表現の話
竹富島の人の話し方って、とっても面白いと思いませんか?
島のおじいさんやおばあさんと話しをしていると、表情はもちろん言葉選びや抑揚、手振り身振りも本当に豊かな人が多い。
特徴としては「大げさ」「擬音が多い」「なんでも一番」といったところでしょうか。
すぐ近くのゆがふ館で仕事をしていたおばあさんがこんな話をしていました。
あるおじいさんが畑からの帰りに、おばあさんの家の前を通りかかりました。
このおじいさん、タイミングが悪く、おばあさんが掃除をしたばかりの道を、土のたくさんついたショベルカーで通ってしまったのです。
「あのじぃさんよ!!あたしが道掃除ぴしゃーっとしたら、
いっちばん綺麗な時にキャタピラでガンガラガンガラ通ってよ!
その後ろに土をダッホ!ダッホ!ダッホ!!って落としていってから~!
ならんさ!!!」
とかなりお怒りのご様子。
でもこんな風に話をされたら笑うしかないですよね。
…掃除をしたばかりの道にキャタピラの土がカステラ状に落ちていってとても嫌だった…
という話をしているのですが、まるで大きな土の山が道にいくつもできてしまったかの様な話っぷりです。
とても大げさで、それでいて嫌味じゃなく、表現がとても豊かだと思いませんか?
あぁ音声でお届けできないのが、なんとも…もどかしい。
そんなユーモラスな会話が島の日常で繰り広げられていているのです。
その表現方法は種子取祭のような祭りで観られるキョンギン(狂言)でも多く使われ、私たちを楽しませてくれます。

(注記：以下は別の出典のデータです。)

PR #2013, opened 2025-11-13
Fix configuration when ENABLE_WAYLAND=0

ceamac:
CMakeLists.txt assumes ENABLE_WAYLAND is either AUTO or ON.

テードゥンムニ(竹富島の方言)で演じられるキョンギンは毎年毎年同じ演目が行われるというのに、子供にも大人にも大人気。
その中のセリフに面白い擬音や表現がちりばめられています。
「組頭」では自分の鍬が一番素晴らしいと自慢し、鍬で畑を耕す音を「ガバラッ!ガバラッ!」とまるで大岩をひっくり返したかのよう。
「鍛屋の願い」では、大きな耳だという事を「沖縄豚の耳のようにダイラダイラと…」と身振り手振りも加え皆を笑わせます。
竹富島の人たちの豊かなコミュニケーション能力は、遠い昔から日々交わされてきた楽しい会話や、笑いを誘うユーモラスな表現で培われたものなのかもしれませんね。
竹富島のじいさんばぁさんの話しは、いっちばぁ~ん面白い。